Background technology
Along with the continuous upgrading of Moore's Law asymptotic limit and consumption, the manufacturing method thereof of high speed device has caused the great attention of research institutions and enterprise.And that germanium tunnelling diode has current density is large, operating rate is fast, unique differential negative resistance characteristic, be easy to and the current silicon technology manufacturing technology advantage such as combine, can be widely used in RF radio circuit, high-speed oscillator, memory, in the circuit such as MULTI-VALUED LOGIC CIRCUIT.In the near future, in the silicon device of high speed circuit, will add germanium, or become germanium completely, and the toxicity such as other element GaAs are very large, utilize this element to make high speed device cost very high, be unfavorable for popularizing.At present domestic and international each major company is all at exploitation germanium device technology processing procedure, so germanium tunnelling diode device is star's device of following high speed circuit.
In US Patent No. 6229153, announced a kind of method that the GaAs/ALGaAs/InGaAs of employing material is prepared resonance tunnel-through diode.But the method cost is high, with the problem such as the silicon technology of current main-stream is incompatible, make it be difficult for penetration and promotion again.The preparation method of tunnelling diode that domestic patent 200410006243.2 and patent 2006101472220.2 are announced is all to use vapor phase epitaxial growth method, and this method material cost is expensive, is also difficult for penetration and promotion.
Utilize the process for vapor phase epitaxy slightly unmatched material of bandwidth of growing on three or five compounds of group, to form quantum well, facilitate electron tunneling.The toxic material of three or five compounds of group (for example GaAs) preparation process, high to instrument and the safety requirements of preparation, cause preparation cost too high.Take silicon technology in main large-scale integrated industrial process, because cost and technology capacitive problem, the method that there is no is at present combined San Wu family material and technique with main flow silicon technology simultaneously.These two shortcomings make prior art can only be applied in military grade for special dimension, cannot large-scale application.
Summary of the invention
The object of the invention is to overcome the shortcoming existing in prior art, overcome above-mentioned the deficiencies in the prior art, provide a kind of middle tunneling device current density of the same type the highest germanium tunnelling diode, a kind of germanium tunnelling diode preparation method with low cost is provided simultaneously.

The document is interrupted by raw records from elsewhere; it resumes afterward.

PR #2111, opened 2026-08-26
feat: support imperative eval recommendation command

nborges-aws:
## Description

Adds imperative command-line support for AgentCore evaluation recommendations:

* `eval recommendation start`
* `eval recommendation get`
* `eval recommendation list`
* `eval recommendation delete`

**Summary of Changes**

* Supports `SYSTEM_PROMPT_RECOMMENDATION` and `TOOL_DESCRIPTION_RECOMMENDATION` recommendation types
* `start` accepts recommendation configuration as inline JSON, a `file://` path, or stdin (`-`) through `SourceResolver` class
* Supports the service API fields for description, KMS key ARN, and tags
* Adds the recommendation operations to `EvalClient`, the shared handler types, and `TestCoreClient`
* Adds recorded golden fixtures covering the complete start, get, list, and delete flow

## Type of Change

- [x] Bug fix
- [ ] New feature
- [ ] Breaking change
- [ ] Documentation update

## Testing

Added unit tests and golden fixture tests exercising recommendation logic.

- [x] `bun run test` (2052 pass, 0 fail)
- [x] I ran `npm run lint`

## Checklist

---

terms of your choice.


src/handlers/eval/recommendation/get/index.tsx
```diff
@@ -0,0 +1,20 @@
...
+import type { Core } from "../../../types";
+import { coreOptsFromCtx } from "../../../utils";
+
+export const createGetRecommendationHandler = (core: Core) =>
+  createHandler({
+    name: "get",
+    description: "get a recommendation by id",
+    flags: [flag("id", "the ID of the recommendation", z.string().optional())],
+    handle: async (ctx, flags) => {
+      if (!flags["id"]) throw new InputValidationError("required option '--id <id>' not specified");
```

In order to realize above object, the present invention by the following technical solutions:
A preparation method for germanium tunnelling diode, is characterized in that, comprises the steps:
Step 1: use low-doped germanium wafer for substrate, adopt spin coating doping method to make the Substrate Doping Doped n-type germanium wafer of attaching most importance to;
Step 2: adopt metal sedimentation to cover the middle part of heavy doping N-shaped germanium wafer with aluminium;
Step 3: form tableland with wet process after photoetching;
Step 4: using plasma chemical vapour deposition technique deposited silicon nitride covers tableland;
Step 5: adopt rta technique, make the germanium on aluminium and surface be dissolved as liquid, form aluminium Zhe Gong Rong liquid, above cover silicon nitride and make aluminium Zhe Gong Rong liquid keep stable as miniature crucible;
Step 6: cooling after short annealing, form heavy doping p-type germanium, form tunnel-through diode with original weight Doped n-type germanium.

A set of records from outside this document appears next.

PR #2112, opened 2026-08-26
feat: read project stack state live from CloudFormation

notgitika:
Adds the read-side of the deploy-state refactor: a small helper to describe a project's CloudFormation stack, so resource details can be read live instead of from a local snapshot that goes stale.

## What's here
- `describeStack(region, credentials, stackName)` — a `DescribeStacks` call that returns the stack, or `undefined` when it doesn't exist. Accepts a stack name or ARN. The AWS call is injectable (and lazy-loaded like `environment.ts`), so it's unit-tested without a real client.
- Generalized the existing bootstrap `isBootstrapStackNotFound` → `isStackNotFound` and reused it.

## Not here (by design)
Interpreting the stack — status classification (deployed / in-progress / failed) and which outputs to surface — is a `project status` decision and is left to whoever builds it, rather than baked in ahead of the consumer.

### DIFF
--- a/src/core/project/backends/cdk/stackReader.test.ts
+++ b/src/core/project/backends/cdk/stackReader.test.ts
@@ -1,6 +1,6 @@
 import { describe, expect, test } from "bun:test";
 import type { Stack } from "@aws-sdk/client-cloudformation";
-import { classifyStack, readStackState, type StackReader } from "./stackReader";
+import { describeStack, type DescribeStacks } from "./stackReader";
 import type { CdkCredentialProvider } from "./toolkit";
 
 const credentials: CdkCredentialProvider = async () => ({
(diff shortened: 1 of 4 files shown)


src/core/project/backends/cdk/stackReader.ts
```diff
@@ -0,0 +1,97 @@
...
+  if (READY_STATUSES.has(status)) {
+    return { kind: "ready", status, outputs: outputsToRecord(stack.Outputs) };
+  }
+  return { kind: "failed", status };
+}
+
+const describeStack: StackReader = async (region, credentials, stackName) => {
+  const { CloudFormationClient, DescribeStacksCommand } =
+    await import("@aws-sdk/client-cloudformation");
+  const client = new CloudFormationClient({ credentials, region });
```
Hweinstock: Is there a way we can inject this client from core clients?

Maybe define cloudformation client like the others here https://github.com/aws/agentcore-cli/blob/01c9317785c01bad268cd8356517bcb45de746ec/src/core/index.tsx#L47-L57

and inject it into the project manager?

src/core/project/backends/cdk/stackReader.test.ts
```diff
@@ -0,0 +1,128 @@
...
+function stack(status: Stack["StackStatus"], outputs?: Stack["Outputs"]): Stack {
+  return {
+    StackName: "AgentCore-example-default",
+    CreationTime: new Date(0),
+    StackStatus: status,
+    ...(outputs && { Outputs: outputs }),
+  };
+}
+
+describe("classifyStack", () => {
```
Hweinstock: I feel like it would be stronger to test this through the handler (once it exists), but since it doesn't exist yet this seems reasonable

Hweinstock (commented):
I wonder if we're coming at this problem from the wrong side. I understand the end goal is to have a status handlers that reads off the resources and whether they are deployed or not, but it feels strange to build the functionality before the interface. 

I feel like we're inevitably going to be reworking the functionality to match the interface or derive the interface from the functionality (which I don't think we want).

notgitika:
> I wonder if we're coming at this problem from the wrong side. I understand the end goal is to have a status handlers that reads off the resources and whether they are deployed or not, but it feels strange to build the functionality before the interface.
> I feel like we're inevitably going to be reworking the functionality to match the interface or derive the interface from the functionality (which I don't think we want).

I see your point and I agree. I thiknk the classification is really a status-interface decision so it can be worked on together with it. I can pull it back in this PR and only have  the raw API (describeStackByName → DescribeStacks, returning the stack or undefined) implemented.

notgitika:
Trimmed it down to just the raw describeStack call, dropped the status classification since that's really a status decision, not this PR's.

src/core/project/backends/cdk/stackReader.ts
notgitika: I made the call injectable so it's testable without a real client. Left it lazy-importing the SDK for now rather than going through CoreClient. figured that's cleaner to wire up when status actually consumes it. Lmk if you'd rather do it now.

notgitika:
patch coverage being low is expected for now. the tests deliberately bypass it by injecting a fake describe

src/core/project/backends/cdk/stackReader.ts
```diff
@@ -0,0 +1,52 @@
...
+export async function describeStack(
+  region: string,
+  credentials: CdkCredentialProvider,
+  stackName: string,
+  describe: DescribeStacks = cloudFormationDescriber(region, credentials),
+): Promise<Stack | undefined> {
+  try {
+    // Not-found is a thrown ValidationError, not an empty result; every other
+    // error (auth, throttling, malformed request) is real and propagates.
+    return (await describe(stackName))?.[0];
```
aidandaly24: nit: An empty successful `DescribeStacks` response is different from a missing stack. CloudFormation reports not-found through the thrown `ValidationError`. An empty successful response is malformed. Returning `undefined` here makes callers report “not deployed” instead of the actual service-response problem. This should throw `MalformedServiceResponseError`, like the bootstrap reader does.
Could be a followup or other PR though.

aidandaly24 (dismissed):

src/core/project/backends/cdk/stackReader.ts
notgitika: good point, fixed it in this PR itself

aidandaly24 (approved):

As the preparation method's of germanium tunnelling diode a kind of preferred preparation method, the temperature of rta technique is 500 ℃ to 700 ℃, and aluminium Zhe Gong Rong liquid height is that 100nm is to 120nm.
Further, the temperature of rta technique is preferably 600 ℃, and aluminium Zhe Gong Rong liquid height is preferably 110nm.
As the prepared product of preparation method of germanium tunnelling diode of the present invention, a kind of germanium tunnelling diode, comprises from bottom to top overlapped successively heavy doping N-shaped germanium substrate, heavy doping p-type germanium layer, aluminium germanium alloy layer, silicon nitride compound layer.
As to germanium tunnelling diode product preferably, heavy doping p-type germanium layer height is 50nm-70nm.
As the optimal selection to germanium tunnelling diode product, heavy doping p-type germanium layer height is 60nm.
Preparation method of the present invention is based on germanium, without vapor phase epitaxial growth technique, but utilizes simple spin coating doping, and melt Fast Growth liquid phase epitaxial method, tunnel-through diode made more even, and the tunneling device current density of realization is the highest in of the same type.So it is low that preparation method of the present invention has material installation cost, with the compatible advantage of existing silicon technology, solved the shortcoming of prior art.Preparation process material used is as germanium, spin coating doping, and aluminium cost is not high, nonhazardous.Instrument is manufactured as the large-scale integrated industry that plasma activated chemical vapour deposition and short annealing are all widely used in industrial quarters silicon.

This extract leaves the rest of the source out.